POJ2480——Longge's problem（数论，欧拉函数d）

题目：

Longge's problem

Time Limit: 1000MS		Memory Limit: 65536K
Total Submissions: 8050		Accepted: 2666

Description

Longge is good at mathematics and he likes to think about hard mathematical problems which will be solved by some graceful algorithms. Now a problem comes: Given an integer N(1 < N < 2^31),you are to calculate ∑gcd(i, N) 1<=i <=N. 

"Oh, I know, I know!" Longge shouts! But do you know? Please solve it. 

Input

Input contain several test case. 
A number N per line. 

Output

For each N, output ,∑gcd(i, N) 1<=i <=N, a line

Sample Input

2
6

Sample Output

3
15

大意：就是求[1,n]的整数和n的最大公约数的和

思路：肯定不能暴力。区间是[1,n]，数是n，马上就想到欧拉函数。怎么联系起来？欧拉函数是求互质的数的个数。比如如果n能整除2，那么与n最大公约数为2的数的个数为区间[1,n/2]里头与n/2互质的数的个数。那么和就是phi[n/2]*2。

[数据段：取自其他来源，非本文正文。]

PR #4384, opened 2023-05-13
[Merged by Bors] - p2p/server: limit request size alloc to 10kb

### LINKED ISSUE #3970: p2p server: set limits for request and response

dshulyak:
lack of limit before alloc can be trivially abused for oom

closes: https://github.com/spacemeshos/go-spacemesh/issues/3970


fasmat (approved):

dshulyak:
bors merge

dshulyak:
bors merge

dshulyak:
bors merge

PR #4385, opened 2023-05-13
[Merged by Bors] - codec: dont copy bytes from previous encoding

dshulyak:
previous code could copy bytes from previously encoded value


fasmat (approved):

dshulyak:
bors merge

PR #4447, opened 2023-05-29
[Merged by Bors] - tortoise: tracer to debug execution interactively

dshulyak:
tortoise provides EnableTracer option, if enabled it will dump to stderr all inputs and outputs from tortoise consensus using zap library.

this logs will be available in cloud and can be downloaded either with grafana or logcli. if downloaded from grafana, next post processing script is useful:
> jq -c '.[].line | fromjson | {"t": .t, "o": .o}' ./EXAMPLE.json

note that traces are verbose and should be decreased in size, as an example i added tortoise/data/failed_nodes.json from one of the nodes.

once trace is collected it can be used as a regression test, and also for interactive debugging. for interactive debugging:
1. install delve https://github.com/go-delve/delve/tree/master/Documentation/installation
2. run delve with selected trace `dlv exec ./trace -- -breakpoint -level=debug ./tortoise/data/failed_nodes.json`
3. continue will stop after every step, debug log will also print what happened during that step
```
> (dlv) continue
2023-05-30T11:42:03.864+0200	DEBUG	trace	using trace	{"path": "./tortoise/data/failed_nodes.json", "name": ""}
> [hardcoded-breakpoint] github.com/spacemeshos/go-spacemesh/tortoise.RunTrace() ./tortoise/tracer.go:101 (hits total:0) (PC: 0xdf038f)
Warning: debugging optimized function
    96:				return err
    97:			}
    98:			if err := ev.Run(runner); err != nil {
    99:				return err
   100:			}
=> 101:			if breakpoint != nil {
   102:				breakpoint()
   103:			}
   104:		}
   105:	}
   106:	
```


dshulyak:
bors try

dshulyak:
bors try

dshulyak:
bors cancel

dshulyak:
bors try

cmd/node/node.go
```diff
@@ -600,10 +600,16 @@ func (app *App) initServices(ctx context.Context, poetClients []activation.PoetP
 	if trtlCfg.BadBeaconVoteDelayLayers == 0 {
 		trtlCfg.BadBeaconVoteDelayLayers = app.Config.LayersPerEpoch
 	}
-	trtl, err := tortoise.Recover(app.cachedDB, beaconProtocol,
-		tortoise.WithContext(ctx),
```
fasmat, line 604: I think this functional option might have been accidentally dropped.

tortoise/algorithm.go
```diff
@@ -231,12 +288,24 @@ type DecodedBallot struct {
 	minHint types.LayerID
 }
 
-// DecodeBallot decodes ballot if it wasn't processed earlier.
+// decodeBallot decodes ballot if it wasn't processed earlier.
```
fasmat: Why small caps when the function is public?

tortoise/algorithm.go
```diff
@@ -281,22 +353,25 @@ func (t *Tortoise) OnHareOutput(lid types.LayerID, bid types.BlockID) {
...
+		missing = atxs
+	} else {
+		for _, atx := range atxs {
+			_, exists := edata.atxs[atx]
+			if !exists {
+				missing = append(missing, atx)
+			}
 		}
 	}
 	return missing
```
fasmat: I personally think the previous code was easier to understand than the changed code (functional they seem to be identical?)

cmd/node/node.go
dshulyak: not accidental, i need to remove WithContext completely, it was used long time ago

tortoise/algorithm.go
piersy: I agree, I don't see a reason for the else which creates additional nesting and makes it harder for me to read.

dshulyak: the reason for this was that i added a trace for this method as well, but then decided to remove it temporarily.  with nesting i had to add trace in one place

dshulyak:
bors try

piersy:
Hi @dshulyak I'm not familiar with interactive debugging, could you explain how you would go about interactively debugging a trace, such as the failed nodes trace?

dshulyak:
> I'm not familiar with interactive debugging, could you explain how you would go about interactively debugging a trace, such as the failed nodes trace?

i tried to explain in the pr description

tortoise/tracer.go
```diff
@@ -0,0 +1,487 @@
...
+		if err != nil {
+			if errors.Is(err, io.EOF) {
+				return nil
+			}
+			return err
+		}
+		if err := ev.Run(runner); err != nil {
+			return err
+		}
+		if breakpoint != nil {
```
piersy, line 101: Having the breakpoint here means that you can't manipulate the event contents. It seems like that would be something that could be useful in interactive debugging.

dshulyak: good idea. no reason to prevent that. will more it above

tortoise/tortoise_test.go
```diff
@@ -3053,3 +3054,20 @@ func TestUpdates(t *testing.T) {
 		require.Equal(t, id, updates[0].Blocks[0].Header.ID)
 	})
 }
+
+func TestData(t *testing.T) {
```
piersy, line 3058: I think we need some better description of what these traces are, possibly a description field at the top of the trace. The existing trace `failed_nodes.json` makes it sound like there is some failure that occurs in the trace, yet the trace is being run without error here, so what behaviour is the trace exhibiting?

dshulyak: that a trace from the system test with a similar name

tortoise/algorithm.go
dshulyak: reverted

tortoise/algorithm.go
dshulyak: it is a leftover after refactoring. reverted

tortoise/tracer.go
dshulyak: added breakpoint after ev is assigned

dshulyak: sorry, had to revert it. i creates some issues with access to runner. don't want to debug it now
> (dlv) print runner.trt.trtl
(unreadable could not find loclist entry at 0x37045 for address 0xdea7e

tortoise/tortoise_test.go
```diff
@@ -3053,3 +3054,20 @@ func TestUpdates(t *testing.T) {
...
+	t.Parallel()
+	data, err := filepath.Abs("./data")
```
piersy, line 3061:
```suggestion
	// The files in data are named after the systest tests so for example `failed_nodes.json` is a trace taken
	// from a run of the `TestFailedNodes` systest.
	data, err := filepath.Abs("./data")
```

dshulyak: sorry, this is not useful. i am not going to stick to what you wrote.
i will think about your comment and add something to make it more obvious to others over time

piersy: I don't understand your point about this not being useful? In the absence of anything else this is the only thing in the code that would let someone understand where the traces have come from.

dshulyak: sorry i don't know how to be more clear. i will add more details later

tortoise/algorithm.go
```diff
@@ -237,6 +287,18 @@ func (t *Tortoise) DecodeBallot(ballot *types.Ballot) (*DecodedBallot, error) {
 	t.mu.Lock()
 	defer t.mu.Unlock()
 	waitBallotDuration.Observe(float64(time.Since(start).Nanoseconds()))
+	decoded, err := t.decodeBallot(ballot)
+	if t.tracer != nil {
+		ev := &DecodeBallotTrace{Ballot: ballot}
```
countvonzero: not interested in ballot.IsMalicious?

countvonzero (approved):

tortoise/algorithm.go
dshulyak: thanks, it needs to be tracked for decode as well

dshulyak:
bors merge

PR #4450, opened 2023-05-30
[Merged by Bors] - systest: partition tests

### LINKED ISSUE #4402: systest: enable partition tests

dshulyak:
closes: https://github.com/spacemeshos/go-spacemesh/issues/4402

the result of the partition could be that some block crosses local threshold, but doesn't cross the global threshold. lets say in total weight the fractions would be 55/45. 55 voting in support, 45 voting against the block. once local threshold is crossed  55-side will be always voting in support, 45-side will be seeing that block crosses local threshold, but not global, but won't have data to vote for the block. as such it won't be possible to reach global threshold indefinitely, as it will always remain at ~10 of total weight, as 45-side will never ask for the block.

the change is to force 45-side to ask for the block even if it crossed local threshold.

other changes:
- make traces shorter by removing all unnecessary data (new types to communicate with tortoise) and encoding byte arrays (ids, node) with base64
- enable lfs for tortoise/data/
- collect traces from multiple ci tests for regression testing


dshulyak:
bors try

dshulyak:
bors try

dshulyak:
bors try

dshulyak:
bors try

dshulyak:
bors try

dshulyak:
bors try

dshulyak:
bors try

dshulyak:
bors try

dshulyak:
bors try

dshulyak:
bors try

dshulyak:
bors try

dshulyak:
bors try

dshulyak:
bors try

dshulyak:
bors try

dshulyak:
bors try

dshulyak:
bors try

dshulyak:
FailedNodes flake. not related

dshulyak:
bors try

dshulyak:
bors try

dshulyak:
bors try

dshulyak:
bors try

dshulyak:
bors try

tortoise/tortoise.go
```diff
@@ -402,12 +403,19 @@ func (t *turtle) verifyLayers() {
 			}
 			success = t.full.verify(logger, target)
 		}
+
+		layer := t.layer(target)
 		if !success {
+			// notify mesh in two additional cases:
+			// - if layer was verified, and became undecided
+			// - if layer is undecided outside hdist distance
```
countvonzero, line 411: do you think this will cause unnecessary churn? usually if the best cause block is executed in-place, and only reverted when it was verified invalid.

countvonzero (approved):

tortoise/tortoise.go
dshulyak: in best case this condition has no impact, i doublechecked in [TestSmeshing](https://grafana.spacemesh.dev/explore?orgId=1&left=%7B%22datasource%22:%22loki-gke-dev%22,%22queries%22:%5B%7B%22refId%22:%22A%22,%22datasource%22:%7B%22type%22:%22loki%22,%22uid%22:%22loki-gke-dev%22%7D,%22editorMode%22:%22code%22,%22expr%22:%22%7Bnamespace%3D%5C%22test-cgdz%5C%22,%20pod%3D%5C%22smesher-11-55996f6664-8snm4%5C%22%7D%20%7C%3D%20%5C%22consensus%20results%5C%22%22,%22queryType%22:%22range%22%7D%5D,%22range%22:%7B%22from%22:%221685699059384%22,%22to%22:%221685700055021%22%7D%7D)

it will have to do more work than optimal if there is a partition that causes verified layer to go backward (e.g we knew about 100 weight, and then got 100 more weight). but it is still ok, as we already applied necessary block before doing expensive operations

dshulyak:
bors merge

PR #4455, opened 2023-05-31
[Merged by Bors] - syncer: stay in synced state if data sync is successful

countvonzero:
## Motivation
a node should not become out of sync if the network simply has no data, and should be ready to receive gossip when the network was given fallback data.

change syncer to compare last synced layer, which continue to advance despite empty layers, instead of the latest layer with data in the mesh.

tested against devnet-401-short which is empty since genesis.


dshulyak (approved):

countvonzero:
bors try

countvonzero:
bors merge

PR #4457, opened 2023-05-31
[Merged by Bors] - mesh: prevent incorrect latest layer updates on error and unexpected inputs

dshulyak:
revert didn't work correctly if applied layer was set to a lower layer.

this is still not enough to re-enable partition tests, there seems to be another flake

### DIFF
--- a/mesh/mesh.go
+++ b/mesh/mesh.go
@@ -393,7 +393,15 @@ func (msh *Mesh) applyResults(ctx context.Context, results []result.Layer) error
 			log.Context(ctx),
 			log.Stringer("applied", target),
 		)
-		msh.setLatestLayerInState(layer.Layer)
+		if latest := msh.LatestLayerInState(); latest > layer.Layer {
+			msh.logger.With().Warning("reverted layer without reverting state",
+				log.Context(ctx),
+				log.Uint32("latest", latest.Uint32()),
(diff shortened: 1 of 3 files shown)


dshulyak:
bors try

dshulyak:
bors try

countvonzero (approved):

mesh/mesh.go
```diff
@@ -219,15 +219,12 @@ func (msh *Mesh) setProcessedLayer(layerID types.LayerID) error {
 // the block in consensus, and reverts state before that layer
 // if such layer is found.
 func (msh *Mesh) ensureStateConsistent(ctx context.Context, results []result.Layer) error {
-	var (
-		changed types.LayerID
-		inState = msh.LatestLayerInState()
```
countvonzero, line 224: the question is... how did inState become incorrect?

dshulyak: i found two ways:
- if loop that updates inState layer is terminated with error, we would update it to some outdated layer
- or if loop terminated earlier, for example we applied 10, 11, 12 (12 because of hare), later hare falls out of hdist window and not yet verified by tortoise because of partition (opinion on that layer is abstain)

dshulyak:
bors merge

怎么降低复杂度呢？还是拿2举例子。n/2肯定也是n的约数，那么再加上phi[2]*n/2即可。

代码如下

#include <cmath>
#include <cstring>
#include <cstdio>
#include <vector>
#include <string>
#include <algorithm>
#include <string>
#include <set>
#include <cmath>


using namespace std;
typedef long long ll;
const int Max=100010;
ll p[Max];
bool is_prime[Max];

ll euler(ll n){
    ll res=n,a=n;
    for(int i=0;p[i]*p[i]<=a;i++){
        if(a%p[i]==0){
            res=res/p[i]*(p[i]-1);
            while(a%p[i]==0) a/=p[i];
        }
    }
    if(a>1) res=res/a*(a-1);
    return res;
}



int main()
{
    ll n;
    int k=0;
    for(int i=0;i<Max;i++)
        is_prime[i]=true;
    for(int i=2;i<Max;i++)
    {
        if(is_prime[i])
        {
            for(int j=2*i;j<Max;j+=i)
                is_prime[j]=false;
            p[k++]=i;
        }
    }
    while(scanf("%lld",&n)!=EOF)
    {
        ll sq=(int)sqrt((double)n);
        ll ans=0;
        for(int i=1;i<=sq;i++)
        {
            if(i*i==n)
            {
                ans+=euler(i)*i;
            }
            else if(n%i==0)
            {
                long long s=n/i;
                ans+=euler(s)*i+euler(i)*s;
            }
        }
        printf("%lld\n",ans);
    }
    return 0;
}